Find the weight of urea in the 0.2 molal solution :

Given a 0.2 molal solution, there are 0.2 moles of urea in 1000 g of solvent. The weight of urea is thus $0.2 \, \text{mol} \times 60 \, \text{g/mol} = 12 \, \text{g}$.

Find the weight of the solution :

The total weight of the solution is the weight of the solvent plus the weight of the solute, or $1000 \, \text{g} + 12 \, \text{g} = 1012 \, \text{g}$.

Find the volume of the solution :

Given the density of the solution, we can find its volume by dividing the total weight of the solution by the density: $\frac{1012 \, \text{g}}{1.012 \, \text{g/mL}} = 1000 \, \text{mL}$.

Find the amount of urea in 50 mL of the 0.2 molal solution :

If 1000 mL of the solution contains 0.2 moles of urea, then 50 mL of the solution contains $\frac{0.2 \, \text{mol} \times 50 \, \text{mL}}{1000 \, \text{mL}} = 0.01 \, \text{mol}$ of urea.

Find the amount of urea in the 250 mL solution :

The 250 mL solution contains $0.06 \, \text{g}$ of urea, or $\frac{0.06 \, \text{g}}{60 \, \text{g/mol}} = 0.001 \, \text{mol}$.

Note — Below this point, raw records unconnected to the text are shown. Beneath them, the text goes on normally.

PR #763, opened 2024-04-08
fix(langchain): BedrockChat model name should be model_id

evisong:
Fixes #762

- [x] I have added tests that cover my changes.
- [x] If adding a new instrumentation or changing an existing one, I've added screenshots from some observability platform showing the change.
- [x] PR name follows conventional commits format: `feat(instrumentation): ...` or `fix(instrumentation): ...`.
- [ ] (If applicable) I have updated the documentation accordingly.

PR #770, opened 2024-04-09
fix(bedrock): support anthropic v3

nirga:


evisong:
In case you run into a UT failure caused by `http://169.254.169.254/latest/api/token` request, most likely AWS boto3 client is trying to read credentials from EC2 metadata, you may refer to this commit: https://github.com/traceloop/openllmetry/pull/763/commits/a700ced251d0ed81acdbcf8c45e331491e67c8a4 for workaround this.

nirga:
Thanks @evisong! :)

Find the total concentration of the solution :

After mixing, the total volume of the solution is $50 \, \text{mL} + 250 \, \text{mL} = 300 \, \text{mL}$, and the total amount of urea is $0.01 \, \text{mol} + 0.001 \, \text{mol} = 0.011 \, \text{mol}$.

So, the concentration of the solution is $\frac{0.011 \, \text{mol}}{300 \, \text{mL}} \times 1000 \, \text{mL/L} = 0.0366 \, \text{M}$.

Find the osmotic pressure of the solution :

Finally, the osmotic pressure $\pi$ of the solution can be found using the formula $\pi = CRT$, where $C$ is the concentration, $R$ is the gas constant, and $T$ is the temperature. Substituting the given and calculated values,

we have $\pi = 0.0366 \, \text{M} \times 62 \, \text{L Torr K}^{-1} \text{mol}^{-1} \times 300 \, \text{K} = 682 \, \text{Torr}$.